Wohnen ist mehr als ein Dach über dem Kopf. Wohnen bedeutet Sicherheit, Würde, Zuhause. Die Ratsfraktionen Bündnis 90/Die Grünen und SPD setzen sich mit ihrem Änderungsantrag zur Quotenregelung für geförderten Wohnungsbau dafür ein, dass bezahlbarer Wohnraum in Kiel verbindlich entsteht (Drs. 0080/2026-01 ). Auch dann, wenn Landesmittel zeitweise ausgeschöpft sind.

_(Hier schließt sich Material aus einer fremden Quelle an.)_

PR #2287, opened 2018-08-06
Equalise to bytea type all the parameters related to publicKey - Closes #1694

### LINKED ISSUE #1694: Equalise to bytea type all the parameters related to publicKey
### Expected behavior

All the references to publicKey presented in the database should be stored as the same data type `bytea`.

### Actual behavior

Some of them are as `bytea` , some others are as `varchar(64)`.

`1.1.0` ?

SargeKhan:
### What was the problem?
Public Key was stored in an inconsistent manner within database. Sometimes in text and sometimes in bytea.
### How did I fix it?
Converted all text type columns to bytea for storing publicKeys.
### How to test it?
Run tests
### Review checklist

* The PR solves #1694 
* Linting passes
* Tests pass


SargeKhan:
For me, the benefits of making this change are as follow:
1- Ensure consistency in how hex strings are stored in the database. Note that public key as well as transaction and block signatures are hex strings. Signatures everywhere were stored as binary (as per my research).
2- Since public keys and signatures are hex strings, storing them in bytea is the most performant solution because the size of storing public key in text or VARCHAR format will be bigger.
3- Storing public key and signatures in bytea format ensures that we never store an invalid string in the database. So, the application will fail early. I've fixed some tests which used invalid hex strings as public keys, but there was no error received for them. (It's not the strongest point, but I think it's still valuable)

SargeKhan:
@MaciejBaj please give input on this PR.

MaciejBaj:
@nazarhussain 
> We can segregate our data flow in three buckets, outside app (API), inside app (js code), in store (database)

I agree that it would be perfect to have a consistency across all 3 buckets - API, Code, DB. And for increased readability I would also prefer to change it to `hex string`.

However, currently we have no consistency in the 3rd bucket itself - DB. This issue introduces it by converting publicKeys format from `hex string` to `bytea` in mem_accounts and dependent tables, leaving `trs` table untouched. The other way around - conversion publicKey in trs to `hex string` could be beneficial when it comes to performance and simplicity - `mem_accounts`. The measures needs to be performed to establish it.

4miners:
Closed in favor of https://github.com/LiskHQ/lisk/issues/2314.

PR #2297, opened 2018-08-08
Remove redundant tests out of integration test suite - Closes #2274

### LINKED ISSUE #2274: Remove redundant tests out of integration test suite
### Expected behavior
Remove out of the integration test suite:
- stress tests, 
- sync only,
- broadcast only.

They are tested in QA process for each release candidate.
### Actual behavior
The mentioned steps are duplicated in QA and integration tests.

`>=1.0.0`

ManuGowda:
### What was the problem?
The stress is duplicated and the same stress test is being tested on `lisk-core-qa`, also the broadcast and sync only mechanism needs to be moved to `lisk-core-qa`. 
### How did I fix it?
Deleted all the unwanted stress test and related configuration changed from `network`
### Review checklist

* The PR solves #2274 
* Linting passes
* Tests pass


nazarhussain:
@ManuGowda I am ok with the change but not convinced about the direction. If there is some automated testes which been handled in QA process, we should move those to Core test suits not the vice versa.

MaciejBaj:
@nazarhussain that's the final goal we've agreed on. Those tests would be a part of automated test suite after the network tests would be fully automated to run on any (local or remote machines).

PR #2298, opened 2018-08-08
Add epochTime to node/status endpoint - Closes #1733

### LINKED ISSUE #1733: Add current time to node/status endpoint
### Expected behavior

node/status endpoint should also return current time known by the node

### Actual behavior

node/status endpoint does not return current time

### Description

We have experienced timestamp in the future problems with clients that might be a few seconds in the future in comparison with the node they talk to. It would be great to have a comparison of timestamps in node/status so that clients are aware of any differences.

yatki:
### Review checklist

* The PR resolves #1733 
* Linting passes
* Tests pass

### DIFF
--- a/modules/node.js
+++ b/modules/node.js
@@ -171,7 +171,7 @@ Node.prototype.shared = {
 				broadhash: modules.system.getBroadhash(),
 				consensus: modules.peers.getLastConsensus() || null,
 				currentTime: Date.now(),
-				epochTime: slots.getTime(),
+				secondsSinceEpoch: slots.getTime(),
 				height: modules.blocks.lastBlock.get().height,
 				loaded: modules.loader.loaded(),
 				networkHeight,
--- a/modules/node.js
+++ b/modules/node.js
@@ -16,6 +16,7 @@
 
 const _ = require('lodash');
 const BlockReward = require('../logic/block_reward.js');
+const slots = require('../helpers/slots.js');
 
 const constants = global.constants;
 
@@ -170,6 +171,7 @@ Node.prototype.shared = {
 				broadhash: modules.system.getBroadhash(),
 				consensus: modules.peers.getLastConsensus() || null,
 				currentTime: Date.now(),
+				epochTime: slots.getTime(),
 				height: modules.blocks.lastBlock.get().height,
 				loaded: modules.loader.loaded(),
 				networkHeight,
--- a/schema/swagger.yml
+++ b/schema/swagger.yml
@@ -2334,7 +2334,7 @@ definitions:
       currentTime:
         type: integer
         example: 1533558858128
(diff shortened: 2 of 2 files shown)


modules/node.js
```diff
@@ -170,6 +171,7 @@ Node.prototype.shared = {
 				broadhash: modules.system.getBroadhash(),
 				consensus: modules.peers.getLastConsensus() || null,
 				currentTime: Date.now(),
```
MaciejBaj: So, currentTime can be used to sync a clock, epochTime to estimate transaction timestamp.

yatki:
@4miners regarding your point on tests: the swagger definition validates the properties. @nazarhussain told me that the properties will be automatically tested which is the case. 

For other remarks, I wasn't aware of them. It's better if @MaciejBaj comments on them?

schema/swagger.yml
```diff
@@ -2334,7 +2334,11 @@ definitions:
       currentTime:
         type: integer
         example: 1533558858128
-        description: Current time of the node (Unix Time Stamp).
+        description: Current time of the node in miliseconds (Unix Time Stamp).
```
diego-G: Typo: `Timestamp`

4miners:
@yatki I mean unit tests:
https://github.com/LiskHQ/lisk/blob/b96348878e919e1c101b62a3dac187077d755709/test/unit/modules/node.js#L314

MaciejBaj:
@4miners so out of node status after this PR you can receive both epochTime and currentTime. 
Yes, if you are creating a transaction and want to assign some timestamp you could:
1. GET node/status/epochTime
2. GET node/status/currentTime
3. Do the math transaction.timestamp = `(currentTime - epochTime) / 1000`
The endpoint node/status/epochTime does all 3 steps for you.

> epochTime is network-specific, doesn't fit into /node/status endpoint which is node-specific

it's not network specific anymore when node gets out of time sync (`ntp` not performed). The purpose of the currentTime / epochTime would be to validate if a node you're sending a transaction to is not out of sync.

MaciejBaj:
@yatki would be nice if you could fill the skeletons of corresponding `getStatus` unit tests.

schema/swagger.yml
```diff
@@ -2334,7 +2334,11 @@ definitions:
       currentTime:
         type: integer
         example: 1533558858128
-        description: Current time of the node (Unix Time Stamp).
+        description: Current time of the node in miliseconds (Unix Timestamp).
+      epochTime:
```
nazarhussain: It may have some usability on third party. But to avoid any confusion we should rename this attribute to `secondsSinceEpoch`, because when ever we talk about `epochTime` it always referred to a constant value specified to a network.

yatki:
@nazarhussain @diego-G can you take a look again.

PR #2299, opened 2018-08-08
Refactor checkConfirmed function to behave as expected - Closes #1822

### LINKED ISSUE #1822: Naming of "checkConfirmed" is confusing
### Expected behavior

When reading the name "checkConfirmed", I expect that `confirmed` is the positive state and `unconfirmed` is the error state.

### Actual behavior

The method checkConfirmed returns an error for confirmed transactions. 

### Steps to reproduce

See code https://github.com/LiskHQ/lisk/blob/0f8a54d/test/unit/logic/transaction.js and https://github.com/LiskHQ/lisk/blob/0f8a54d/modules/blocks/verify.js

Current development branch

---------------

There is already a related comment bug in "// Check if transaction is already in database, otherwise fork 2" which should be "// If transaction is already in database, then fork 2".

I suggest renaming the method to `checkUnconfirmed`.

yatki:
### What was the problem?
checkConfirmed function wasn't returning intuitively expected results.
### How did I fix it?
refactored the checkConfirmed function and also the places that it was being used.

### Review checklist

* The PR resolves #1822 
* Linting passes
* Tests pass

### DIFF
--- a/logic/transaction.js
+++ b/logic/transaction.js
@@ -285,6 +285,9 @@ class Transaction {
 	 * @todo Add description for the params
 	 */
 	checkConfirmed(transaction, cb) {
+		if (!transaction || !transaction.id) {
+			return setImmediate(cb, 'Invalid transaction id', false);
+		}
 		this.countById(transaction, (err, count) => {
 			if (err) {
 				return setImmediate(cb, err, false);
@@ -691,7 +694,11 @@ class Transaction {
 
 		if (checkExists) {
 			this.checkConfirmed(transaction, (checkConfirmedErr, isConfirmed) => {
-				if (checkConfirmedErr || isConfirmed) {
+				if (checkConfirmedErr) {
+					return setImmediate(cb, checkConfirmedErr);
+				}
+
+				if (isConfirmed) {
 					return setImmediate(
 						cb,
 						`Transaction is already confirmed: ${transaction.id}`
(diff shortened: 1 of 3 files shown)


logic/transaction.js
```diff
@@ -693,9 +690,12 @@ class Transaction {
 		};
 
 		if (checkExists) {
-			this.checkConfirmed(transaction, checkConfirmedErr => {
-				if (checkConfirmedErr) {
-					return setImmediate(cb, checkConfirmedErr);
+			this.checkConfirmed(transaction, (checkConfirmedErr, isConfirmed) => {
+				if (checkConfirmedErr || isConfirmed) {
```
SargeKhan: We should return different error messages to callback based on whether `checkConfirmredErr` had an error value or `isConfirmed` was set to true.

test/unit/logic/transaction.js
```diff
@@ -376,20 +376,24 @@ describe('transaction', () => {
...
 
 			transactionLogic.checkConfirmed(transaction, err => {
-				expect(err).to.not.exist;
+				expect(err).to.be.a('null');
 				done();
 			});
 		});
 
-		it('should return error for transaction which is already confirmed', done => {
+		it('should return true for transaction which is already confirmed', done => {
```
SargeKhan: Add another case for when there is a `Transaction#countById error` (after making the changes described in the first comment.

yatki:
@4miners We discussed it with @MaciejBaj and decided to refactor the function to have proper behaviour. I'd prefer to keep the changes since it returns confirmed status as a parameter and separated from err message.

PR #4055, opened 2019-08-07
Remove block dependency from block/utils - Closes #4012

### LINKED ISSUE #4012: Remove block dependency from blocks/utils
### Expected behavior
Blocks/Utils must be pure utility functions without have any dependency on any other module. 

### Actual behavior

Currently the `block/utils.js` is requiring `block.js` which is requiring the `block_v1.js` and `block_v2.js`. It violates the concepts of utility functions. Also in case we need to use some utility function inside `block_v1.js` or `block_v2.js`, it creates a circular dependency and failed. 

https://github.com/LiskHQ/lisk-sdk/blob/8920e9dd4bd1be8aa578d294395fe46d50b0f970/framework/src/modules/chain/blocks/utils.js#L20

2.3.0

michielmulders:
### What was the problem?
Passing block dependency to several files in the `block` folder creating circular dependency.
To solve this now, we pass the `blocksLogic` dependency.

However, as @nazarhussain indicated, we should create pure functions as util functions. Currently, they do processing and `I/O` with DB. 

### How did I solve it?
Pass `blocksLogic` dependency directly as argument.

### Review checklist

- [x] The PR resolves #4012

### DIFF
--- a/framework/src/modules/chain/blocks/blocks.js
+++ b/framework/src/modules/chain/blocks/blocks.js
@@ -17,7 +17,7 @@
 const EventEmitter = require('events');
 const { cloneDeep } = require('lodash');
 const blocksUtils = require('./utils');
-const Block = require('./block');
+const blocksLogic = require('./block');
 const { BlocksProcess } = require('./process');
 const { BlocksVerify } = require('./verify');
 const blockVersion = require('./block_version');
@@ -290,7 +290,7 @@ class Blocks extends EventEmitter {
 			return;
 		}
 		try {
-			this._lastBlock = await Block.loadLastBlock(
+			this._lastBlock = await blocksLogic.loadLastBlock(
 				this.storage,
 				this.interfaceAdapters,
 				this.genesisBlock,
@@ -577,7 +577,7 @@ class Blocks extends EventEmitter {
 		this._isActive = true;
 
 		try {
-			const normalizedBlocks = Block.readDbRows(
+			const normalizedBlocks = blocksLogic.readDbRows(
 				blocks,
 				this.interfaceAdapters,
 				this.genesisBlock,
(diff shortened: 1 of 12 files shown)


michielmulders:
To avoid circular dependency @shuse2

shuse2:
I would prefer to clean up the code location than just injecting for that purpose

framework/src/modules/chain/blocks/blocks.js
```diff
@@ -293,6 +294,7 @@ class Blocks extends EventEmitter {
 				this.storage,
 				this.interfaceAdapters,
 				this.genesisBlock,
+				blocksLogic,
```
nazarhussain: Agree that its the easiest way to solve. But I don't like that direction. We have to resolve and not pass any other module to utils. To me when util functions require instance of other modules then these are actually not standalone utils functions. We should rather move `loadLastBlock` to `blockLogic` where it relates more accurately.

michielmulders: The loadLastBlock function is not the issue, it is that `dbRead` and `storageRead` require `blocksLogic`.

michielmulders:
@nazarhussain I moved the functions that were not pure util functions to `block.js`.
Also, implemented back the `sortTransactions` function which was initially causing the circular dep.

Currently, the dep tree looks like:
`block` -> `block_v1/2` -> `utils`

`blocks`
    -> `utils`
    -> `block`

`utils` -> No dependencies!

**Full dep list: `blocks` -> `block` -> `block_v1/2` -> `utils` END**

Before:
`utils` required `block` which caused the circular dependency.

framework/src/modules/chain/blocks/blocks.js
```diff
@@ -17,6 +17,7 @@
 const EventEmitter = require('events');
 const { cloneDeep } = require('lodash');
 const blocksUtils = require('./utils');
+const Block = require('./block');
```
shuse2:
```suggestion
const blocksLogic = require('./block');
```

PR #4061, opened 2019-08-09
Emit event when a block is finalized from the bft module - Closes #3908

### LINKED ISSUE #3908: Emit event when a block is finalized from the bft module
### Expected behavior
Once a block is finalized, the bft module should fire an event to ensure that other modules perform their own logic based on this blockchain state change.
### Actual behavior
Event is currently not fired from the bft module.

feature/introduce_bft_consensus

pablitovicente:
### What was the problem?

An event was not being emitted when finalized height changed in finality manager

### How did I solve it?

- by extending event emitter in finality manager
- by emitting an event on change of finalized height
- by listening to the event in the BFT class

### Review checklist

- [x] The PR resolves #3908


lsilvs:
Would be possible to use `channel.publish` and `channel.subscribe` instead?

pablitovicente:
> Would be possible to use `channel.publish` and `channel.subscribe` instead?

There was a talk about this and it seems for now we'll use `emit()` I do agree that maybe before completing `bft` we can agree on changing to `channel.subscribe/publish` on all the code? @nazarhussain @shuse2 ?

shuse2:
Since BFT will be separate library in the future, so I think it would be better to keep it as emit

framework/src/modules/chain/bft/finality_manager.js
```diff
@@ -95,13 +98,18 @@ class FinalityManager {
...
 		this.updatePreVotesPreCommits(blockHeader);
 
+		// Store current finalizedHeight
+		const currentFinalizedHeight = this.finalizedHeight;
 		// Update the pre-voted confirmed and finalized height
 		this.updatePreVotedAndFinalizedHeight();
 
+		if (currentFinalizedHeight !== this.finalizedHeight) {
+			this.emit(EVENT_NEW_FINALIZED_HEIGHT, blockHeader);
+		}
```
nazarhussain: @pablitovicente Please move this same logic inside function `updatePreVotedAndFinalizedHeight` This way no matter when and from where the finalized height is changed. The event will be emitted. In one of my PR I am refactoring a bit of code to only call `updatePreVotedAndFinalizedHeight` once during the `recompute`. So that will also fix emitting this event multiple times during recompute process.

framework/src/modules/chain/bft/finality_manager.js
```diff
@@ -25,6 +26,7 @@ const {
 	BFTInvalidAttributeError,
 } = require('./errors');
 
+const EVENT_NEW_FINALIZED_HEIGHT = 'EVENT_NEW_FINALIZED_HEIGHT';
```
nazarhussain: I would rather suggest it to change `EVENT_BFT_FINALIZED_HEIGHT_CHANGED` This way its very clear where ever used from which module and entity that even belongs.

framework/src/modules/chain/bft/finality_manager.js
pablitovicente: ok

framework/src/modules/chain/bft/finality_manager.js
pablitovicente: ok

framework/src/modules/chain/bft/finality_manager.js
pablitovicente: Done and also renamed variables for the code to make a bit more sense.

framework/src/modules/chain/bft/bft.js
```diff
@@ -15,7 +15,10 @@
 'use strict';
 
 const EventEmitter = require('events');
-const { FinalityManager } = require('./finality_manager');
+const {
+	EVENT_BFT_FINALIZED_HEIGHT_CHANGED,
```
nazarhussain: One thing left, should not we export this event down from BFT module. So chain can utilize it.

pablitovicente: Good catch!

„Der Wohnungsmarkt in Kiel ist angespannt. Familien, Auszubildende, Alleinerziehende und Senior*innen brauchen Wohnungen, die sie sich leisten können. Darauf geben wir eine klare Antwort: Bezahlbares Wohnen bleibt verbindlicher Bestandteil neuer Bauprojekte“, erklärt Arne Stenger, baupolitischer Sprecher der grünen Ratsfraktion. „Künftig sollen Vorhabenträger*innen auch bei einer Ablehnung durch das Land Schleswig-Holstein einen zweiten Antrag auf soziale Wohnraumförderung stellen. Damit erhöhen wir die Chance, Fördermittel zu erhalten, und schaffen Planungssicherheit. Im Falle, dass die die Förderung abermals nicht greift, wollen wir durch die Verwaltung prüfen lassen, ob mindestens 30 Prozent der entstehenden Wohnungen zu einem Höchstmietpreis von maximal 2 Euro über dem Mietpreis des zweiten Förderwegs pro Quadratmeter angeboten werden können – mit einer Preisbindung von 25 Jahren. Das ist sozial und schafft Stabilität auf dem Wohnungsmarkt.

Gleichzeitig eröffnen wir neue Wege des Bauens. Mit einem Kieler Standard für kostenreduziertes, vereinfachtes Bauen – orientiert am „Hamburg-Standard“ – wollen wir Baukosten senken und Spielräume schaffen. Weniger Komplexität, effizientere Prozesse, klare Standards. Energetische Qualität bleibt dabei selbstverständlich. So verbinden wir Klimaschutz mit sozialer Verantwortung.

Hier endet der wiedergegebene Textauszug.